At the present time, I view my 401K Portfolio as an added bonus to my path to financial independence.  The overall goal of my investing journey is to retire at an age much younger than most which is why I am mostly invested in a taxable account.  I need to be able to retrieve those funds and more importantly, the dividends that are generated to support our family when the time comes.  I call my 401K an added bonus because from what I have read, I cannot touch that money until at least age 55 (depending on stipulations that I may or may not be able to take part in) but most likely 59.5 without incurring penalties.  Therefore, this money will sit in my account just compounding away for the next 32 Years!

Combining both my 401K and my taxable account, I hold roughly $143,000 in investments!

This is an increase of about $30,000 from my last post in February!!



  1. Wow, a $30k lift in 5 months is quite impressive. Imagine how huge your 401k will be in 32 years.

    1. $30k was not just the 401k, it was a combination of both accounts but I am still very grateful to have invested that much so soon in my life. Hope the good times keep rolling. 32 years is a long way away but I'll be pretty ecstatic to see the results when we get there

  2. Nice job! There actually are a couple ways to get to that money before age 55 without penalties but I think your attitude is correct. If that will fuel the second half of your retirement then great!

    "Added bonus" indeed!

    1. Yes, I continue to read about the early withdraw and ways to get around the tax/fee consequences. As retirement comes closer, i'll continue to explore these loopholes. Otherwise, an added bonus in 30 years sound great to me!

  3. Awesome job, big bump so far this year. You can, with relative ease, get your 401(k) money out penalty-free. After you retire you'll transfer the balance to a traditional IRA. Then, each year, transfer however much you're comfortable paying taxes on to a Roth IRA. If you do it smartly,you'll transfer just enough so that your deductions and exemptions will alleviate you of any taxes.

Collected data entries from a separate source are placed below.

PR #160, opened 2025-01-23
feat: add zklogin support from sui wallet

Cifko:
Add support for wallet that are zklogin in sui wallet.
Unified signature check for both simple and zklogin signatures.
To get the iss it uses internal function of sui-rust-sdk, so we have to be aware that this can break in the future. But it's currently the best way to get the iss.


jorgeantonio21 (approved):
LGTM

PR #161, opened 2025-01-23
fix: missing network in docker for prover

Cifko:
Frontend could not connect to the backend, because they ended up on different network.


jorgeantonio21 (approved):
LGTM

    After those transferred funds sit in a Roth for five years, you can withdraw them without penalty (or tax).

    It's what I'm doing when I retire at 34.

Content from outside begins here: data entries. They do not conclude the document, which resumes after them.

PR #2010, opened 2026-06-10
feat(python): expose VFS to custom builtins via BuiltinContext.fs

### LINKED ISSUE #2004: Expose VFS access to Python custom builtins via `BuiltinContext`
Python `custom_builtins` are great, but the callback's `BuiltinContext` only exposes `name`, `argv`, `stdin`, `env`, and `cwd`, and there's no way to read or write the virtual filesystem from inside the callback.

The existing entry points (`Bash.read_file()`, `Bash.fs()`) are intentionally rejected from within a builtin (the `__init__` docstring warns against reentrant calls, and in practice they panic with *"Cannot start a runtime from within a runtime"*). So a Python builtin can't see the files the surrounding script is working with.

Being able to do `ctx.read_text(path)` / `ctx.write_text(path, ...)` from the callback would make custom builtins much closer to first-class with native commands. The Rust core `BuiltinContext` already carries `fs: Arc<dyn FileSystem>`, but the Python binding's `BuiltinContext` doesn't surface it.

Is there a deeper/intentional reason the VFS isn't exposed to Python builtins? I see from [these](https://github.com/everruns/bashkit/blob/5d6cb63ad9fe6f0382a245197292973532d1ebbb/crates/bashkit-python/src/lib.rs#L2079-L2081) comments that adding these would be a reasonable follow-up.

I'd be happy to open a PR if this sounds reasonable!

dedeswim:
## Disclosure

I'm not an experienced Rust developer: the Rust here was generated with Claude. I did review the Python/pytest side myself: I went through the tests, asked for additional targeted cases (error/readonly/lazy-provider, nested re-entry, async schedulers), and to my judgment they're correct and exercise the behavior that matters. Scrutiny of the Rust especially welcome.

## What

Adds an `fs` attribute to `BuiltinContext`, giving Python `custom_builtins` callbacks read/write access to the interpreter's live VFS — completing the follow-up noted in the `custom_builtins` decision comment in `lib.rs`.

```python
def head10(ctx):
    return ctx.fs.read_file(ctx.argv[0]).decode()      # bytes -> str

Bash(custom_builtins={"head10": head10}, files={"/log.txt": "..."})
```

`ctx.fs` is the existing `FileSystem` handle (same API as `Bash.fs()`), wrapping the **same** `Arc<dyn FileSystem>` the interpreter runs on, like the embedded `python3`/Monty builtin. So it's a live view (reads see earlier writes) and inherits `readonly_filesystem` / mounts.

Closes #2004.

## Note on dispatch

A callback runs inside `execute_sync`'s `block_on`, so a naive `fs` op would re-enter the runtime and panic. `PyFileSystem::with_fs` detects the active runtime and runs `ctx.fs` ops on a throwaway worker thread (GIL released first, so lazy file providers can re-enter Python); `Bash.fs()` keeps the fast path.

## Test plan

- `cargo fmt --check`, `cargo clippy -p bashkit-python`, `ruff check` / `ruff format --check` — clean.
- New `test_custom_builtin_fs.py` plus `ctx.fs`-under-async-scheduler cases in `test_{jupyter_compat,fastapi_integration}.py`; full `bashkit-python` suite green on CI (3.9 / 3.12 / 3.13 / 3.14).

## Checklist

- [x] `just pre-pr` passes
- [x] Rebased on main
- [x] Specs updated (`specs/python-package.md`)
- [x] CI green

### DIFF
--- a/crates/bashkit-python/src/lib.rs
+++ b/crates/bashkit-python/src/lib.rs
@@ -1629,6 +1629,22 @@ impl PyFileSystem {
         }
     }
 
+    // The `Send` bounds are load-bearing for the worker-thread branch below
+    // (`std::thread::scope` moves `f`, its future, and the result `T` across the
+    // thread boundary). They are NOT an extra restriction in practice, so there
+    // is no non-`Send` fast path worth splitting out:
+    //   - `with_fs` is only ever called inside `py.detach(...)` (see every
+    //     caller), so the GIL is released and a closure physically cannot hold a
+    //     `Bound<'py>` / `Python<'py>` ref across the await — the canonical
+    //     source of a non-`Send` fs future.
+    //   - `FileSystem: FileSystemExt: Send + Sync` and the trait is
+    //     `#[async_trait]`, so every fs method already returns a `Send`-boxed
+    //     future and `Arc<dyn FileSystem>` is `Send + Sync`. Any closure that
+    //     just awaits fs ops (all of them do) satisfies `Fut: Send` for free.
+    // A separate non-`Send` `with_fs_local` would therefore have no caller today
+    // (dead code), and the runtime branch means a single method can't statically
+    // pick local-vs-send anyway. Keep one helper; the bound documents the real
+    // off-thread-dispatch invariant.
     fn with_fs<T, F, Fut>(&self, f: F) -> PyResult<T>
     where
         F: FnOnce(Arc<dyn FileSystem>) -> Fut + Send,
@@ -1688,9 +1704,18 @@ impl PyFileSystem {
                     .join()
                     // Drop the panic payload deliberately: a `Box<dyn Any>` can't
                     // be formatted without downcasting and may carry internal
-                    // Debug shapes / host paths (TM-INF-022). The default panic
-                    // hook still prints the full trace to stderr for debugging.
-                    .map_err(|_| PyRuntimeError::new_err("filesystem worker thread panicked"))?
+                    // Debug shapes / host paths (TM-INF-022). Point the user at
+                    // the stderr backtrace the default panic hook prints instead
+                    // — actionable in headless setups where the hint is the only
+                    // breadcrumb, and leaks nothing (static string, no payload).
+                    .map_err(|_| {
+                        PyRuntimeError::new_err(
+                            "internal error: bashkit filesystem worker thread panicked. \
+                             This is a bug in bashkit, not your script. A backtrace was \
+                             printed to stderr; re-run with RUST_BACKTRACE=1 for the full \
+                             trace and please report it.",
+                        )
+                    })?
             });
         }
         self.rt.block_on(async move {
--- a/crates/bashkit-python/src/lib.rs
+++ b/crates/bashkit-python/src/lib.rs
@@ -61,7 +61,7 @@ use std::path::{Path, PathBuf};
 use std::sync::atomic::{AtomicBool, AtomicUsize, Ordering};
 use std::sync::{Arc, Mutex as StdMutex, OnceLock, RwLock, Weak};
 use std::time::{Duration, SystemTime, UNIX_EPOCH};
-use tokio::runtime::Runtime;
+use tokio::runtime::{Handle, Runtime};
 use tokio::sync::{Mutex, oneshot};
 
 // ============================================================================
@@ -1015,6 +1015,13 @@ enum FileSystemHandle {
 }
 
 impl FileSystemHandle {
+    /// A `Static` handle wraps an `Arc<dyn FileSystem>` directly, so resolving
+    /// it never touches the interpreter lock. Used to pick a re-entrancy-safe
+    /// dispatch path in `PyFileSystem::with_fs`.
+    fn is_static(&self) -> bool {
+        matches!(self, Self::Static(_))
+    }
+
     async fn resolve(&self) -> PyResult<Arc<dyn FileSystem>> {
         match self {
             Self::Static(fs) => Ok(Arc::clone(fs)),
@@ -1605,10 +1612,39 @@ impl PyFileSystem {
 
     fn with_fs<T, F, Fut>(&self, f: F) -> PyResult<T>
     where
-        F: FnOnce(Arc<dyn FileSystem>) -> Fut,
-        Fut: Future<Output = PyResult<T>>,
+        F: FnOnce(Arc<dyn FileSystem>) -> Fut + Send,
+        Fut: Future<Output = PyResult<T>> + Send,
+        T: Send,
     {
         let inner = self.inner.clone();
+        // A `Static` handle (e.g. a custom builtin's `ctx.fs`) operates on a
+        // cloned `Arc<dyn FileSystem>` with no interpreter lock. When such a
+        // handle is used from *inside* the shared current-thread runtime —
+        // `execute_sync` drives the interpreter via `self.rt.block_on`, and the
+        // custom builtin callback runs within it — calling `block_on` again on
+        // this thread panics ("Cannot start a runtime from within a runtime").
+        // Run the op on a throwaway thread with its own runtime instead. `Live`
+        // handles keep the original fast path: they lock the interpreter, so
+        // re-entrant use is already unsupported and must not silently deadlock.
+        if inner.is_static() && Handle::try_current().is_ok() {
+            return std::thread::scope(|scope| {
+                scope
+                    .spawn(move || {
+                        let rt = tokio::runtime::Builder::new_current_thread()
+                            .enable_all()
+                            .build()
+                            .map_err(|e| {
+                                PyRuntimeError::new_err(format!("Failed to create runtime: {e}"))
+                            })?;
+                        rt.block_on(async move {
+                            let fs = inner.resolve().await?;
+                            f(fs).await
+                        })
+                    })
+                    .join()
+                    .map_err(|_| PyRuntimeError::new_err("filesystem worker thread panicked"))?
+            });
+        }
         self.rt.block_on(async move {
             let fs = inner.resolve().await?;
             f(fs).await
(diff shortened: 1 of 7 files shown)


crates/bashkit-python/src/lib.rs
```diff
@@ -1551,10 +1558,56 @@ impl PyFileSystem {
...
+        // option while `make_runtime` builds a current-thread runtime).
+        //
+        // `Live` handles keep the original fast path: they lock the interpreter.
+        // Re-entrant use of a `Live` handle from inside the shared runtime is
+        // unsupported — it re-enters `self.rt.block_on` and panics with the same
+        // nested-runtime error. That is NOT a deadlock, and it is NOT caught by
+        // the `external_handler` reentry guard (which only fires inside an
+        // external_handler, not a custom builtin); the loud panic is preferable
+        // to silently deadlocking or corrupting interpreter state.
+        if inner.is_static() && Handle::try_current().is_ok() {
```
chaliy, line 1691: The comment above documents two paths — the worker-thread branch (`Static` handle inside a runtime) and `Live` re-entrancy — but there is a third path worth a sentence: a **`Static` handle used from a thread with no tokio context at all**. That is exactly what async callbacks hit, since their body runs on an asyncio loop thread (the caller's loop under `await execute()`, the private loop under `execute_sync()`). Those fall through to `self.rt.block_on` below. Under `execute_sync()` that is a *second-thread* `block_on` while the main thread holds the current-thread scheduler core — it only completes because tokio's parker fallback polls the future without owning the core. That's fine for VFS ops (they never need the runtime's timer/IO drivers), but worth stating explicitly so nobody later adds a timer-dependent fs future and stalls this path.

I verified the `execute_sync` + async-callback + `ctx.fs` combination works (including inside `asyncio.run`), but it's the one dispatch mode the new tests don't cover. Could you add it to `test_custom_builtin_fs.py` (or the jupyter-compat block) alongside extending this comment?

---

specs/python-package.md
```diff
@@ -293,6 +293,23 @@ Returns dict with `name`, `description`, `args_schema` for LangChain integration
...
+the interpreter lock. Because a custom builtin runs inside `execute_sync`'s
+current-thread `block_on`, `PyFileSystem::with_fs` detects the active runtime
+(`Handle::try_current`) and dispatches `ctx.fs` ops on a throwaway worker thread
+to avoid a nested-runtime panic. Each op on this path spawns a short-lived
+worker thread and runtime, so batching fs work in a callback is cheaper than
+many small ops in a tight loop. This is distinct from — and safe unlike —
+calling back into the owning instance's `Bash.fs()` / `Bash.read_file()`, which
+is unsupported re-entrancy: it re-enters the interpreter's runtime and panics
+with a nested-runtime error (not a deadlock, and not caught by the
+`external_handler` reentry guard, which does not fire for custom builtins).
```
chaliy, line 311: nit: worth one sentence here (and optionally in the `.pyi` docstring) on stashed-handle lifetime. I verified that a callback can retain `ctx.fs` and keep using it after the `Bash` instance is dropped — the handle keeps the underlying VFS *and* its tokio runtime alive via refcounts, which quietly extends resource lifetime past `del bash` (relevant to the teardown-determinism contract).

```suggestion
`external_handler` reentry guard, which does not fire for custom builtins).
A callback may retain `ctx.fs` beyond the invocation: the handle stays valid
even after the `Bash` instance is dropped, and keeps the underlying VFS and
its tokio runtime alive until the handle itself is released — so stashing it
extends resource lifetime past `del bash` (see the teardown-determinism
notes below).
```

---

chaliy (commented):
Thanks for the deep, well-tested contribution — and for the candid disclosure. The scrutiny it invited paid off in exactly one place, and that place is not your fault.

First, apologies on our side: #2009 (the deterministic-teardown rewrite) merged to `main` the same day you opened this, after your base commit, and it changed `PyRuntime::drop` semantics underneath this PR. Your branch merges cleanly with `main` textually, but the combination introduces a real panic that neither your suite nor ours catches.

## The issue

`PyCustomBuiltinAdapter` now holds `PyRuntime` clones. If the `Bash` object is dropped while an `await execute()` is in flight, the in-flight future holds the last `Arc<Mutex<Bash>>`; when it completes on a pyo3-async-runtimes worker thread, `Bash` drops there → registry → adapters → the **last** `PyRuntime` clone drops inside a runtime context. On current `main`, `PyRuntime::drop` does a blocking join (`join_without_gil(move || drop(rt))`), and tokio panics — `Cannot drop a runtime in a context where blocking is not allowed` — surfacing as `pyo3_async_runtimes.RustPanic` to the awaiting caller.

Verified repro on this PR merged with `main` (the same script passes on pure `main`, and the full 740-test suite stays green on the merge, so CI will not catch this):

```python
async def slow(ctx):
    await asyncio.sleep(0.3); return "done"

b = Bash(custom_builtins={"slow": slow})
fut = asyncio.ensure_future(b.execute("slow"))
await asyncio.sleep(0.05)
del b; gc.collect()
await fut   # RustPanic on PR+main; exit 0 on pure main
```

## Requested before merge

1. **Rebase onto current `main`** (the "Rebased on main" checklist item was true when written — main moved under you).
2. **Fix the drop path** — e.g. in `PyRuntime::drop`, treat "inside a tokio context" like the `interpreter_at_exit()` case: `if Handle::try_current().is_ok() { rt.shutdown_background() } else { join_without_gil(...) }`. That preserves #2009's determinism on the normal path, where the last clone drops on a Python thread.
3. **Add the del-while-in-flight scenario above as a regression test.**

Everything else checks out under deep review: I verified all four execute × callback dispatch modes, readonly enforcement, error/leak sanitization (TM-INF-022), and measured the worker-thread path at ~80µs/op vs ~1.7µs on the fast path with no fd churn — acceptable for the documented "occasional use" tradeoff. Two smaller inline comments accompany this review.

---

specs/python-package.md
dedeswim: Added!

crates/bashkit-python/src/lib.rs
dedeswim: Tests added!

https://github.com/dedeswim/bashkit/commit/323c840ae8a62706e97061dbb07260f7fa64fbc3#diff-0c20b9ad1aaa359d8fa96899966cbadf663bfe9164513d747a37629201e4ff25R298-R331

dedeswim:
Hi @chaliy thank you so much for the quick review and the detailed instructions! I hope the latest changes address your comments. Let me know if there is more I can do!

chaliy:
@dedeswim can I ask you to process look at compilot comments? Other then that, LGTM.

chaliy (approved):

crates/bashkit-python/src/lib.rs
```diff
@@ -1551,10 +1558,56 @@ impl PyFileSystem {
...
+        // builtin — calling `block_on` again here panics ("Cannot start a
+        // runtime from within a runtime"). Run the op on a throwaway thread with
+        // its own runtime instead.
+        //
+        // Cost: this spawns one OS thread and builds one current-thread runtime
+        // per op, so a callback doing many `ctx.fs` ops in a tight loop pays
+        // that scaffolding each time. Fine for occasional `ctx.fs` use; if it
+        // ever gets hot, amortize with a long-lived worker thread + runtime
+        // reused across ops via a channel (note: `block_in_place` is not an
+        // option while `make_runtime` builds a current-thread runtime).
```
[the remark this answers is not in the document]
dedeswim: Agreed with the repo author that this is ok.

crates/bashkit-python/src/lib.rs
```diff
@@ -1551,10 +1558,56 @@ impl PyFileSystem {
...
+                            let fs = inner.resolve().await?;
+                            f(fs).await
+                        })
+                    })
+                    .join()
+                    // Drop the panic payload deliberately: a `Box<dyn Any>` can't
+                    // be formatted without downcasting and may carry internal
+                    // Debug shapes / host paths (TM-INF-022). The default panic
+                    // hook still prints the full trace to stderr for debugging.
+                    .map_err(|_| PyRuntimeError::new_err("filesystem worker thread panicked"))?
```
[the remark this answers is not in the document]
dedeswim: Error message expanded

crates/bashkit-python/src/lib.rs
```diff
@@ -1551,10 +1558,56 @@ impl PyFileSystem {
 
     fn with_fs<T, F, Fut>(&self, f: F) -> PyResult<T>
     where
-        F: FnOnce(Arc<dyn FileSystem>) -> Fut,
-        Fut: Future<Output = PyResult<T>>,
+        F: FnOnce(Arc<dyn FileSystem>) -> Fut + Send,
+        Fut: Future<Output = PyResult<T>> + Send,
+        T: Send,
```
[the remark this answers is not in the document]
dedeswim: Comment from Claude Code:

Kept a single with_fs rather than splitting out a non-Send with_fs_local — the bounds are load-bearing and add no real restriction here:

- with_fs is only ever called inside py.detach(...), so the GIL is released and a closure can't hold a Bound<'py>/Python<'py> ref across the await — the usual source of a non-Send fs future.
- FileSystem: FileSystemExt: Send + Sync and the trait is #[async_trait], so every fs method already returns a Send-boxed future and Arc<dyn FileSystem> is Send + Sync; any closure that just awaits fs ops satisfies Fut: Send for free.
- The local-vs-worker choice is a runtime branch (is_static() && Handle::try_current().is_ok()), so a single method can't statically pick which helper to use — a with_fs_local would have no caller today.

Documented this rationale in a comment above with_fs.

dedeswim:
Hi @chaliy, thanks! I expanded the panic message, and Claude provided an explanation for the other comment. While it sounds reasonable to me, please feel free to push back!

chaliy:
Awesome! Thank you!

    1. Thanks for the tips! I'm in a weird position in that I work for a government contractor. With year to year contracts, my job is not as assured as some other people. I will probably put a post up sooner or later on this, but long story short... I'd like to have enough cash readily available to pay off our house before upping our 401k contributions. I may even cash out all of our stocks to pay off the house when we get to that point and then pick up investing all over again with $1500 extra from the mortgage per month. Or finally my wife and I want her to be a stay at home mom. If we get to the point where our investments in taxable accounts are greater than our mortgage payoff, instead of paying off the mortgage, we let the dividends build up and transfer them to a Roth IRA. Therefore, we will always have enough to pay off the house in case I lose my job while simultaneously scooting around paying additional taxes. What do you think?

      It's pretty awesome that you are on pace to retire at 34. I am no where close to that but I am certainly trying. I wish you continued success on your journey!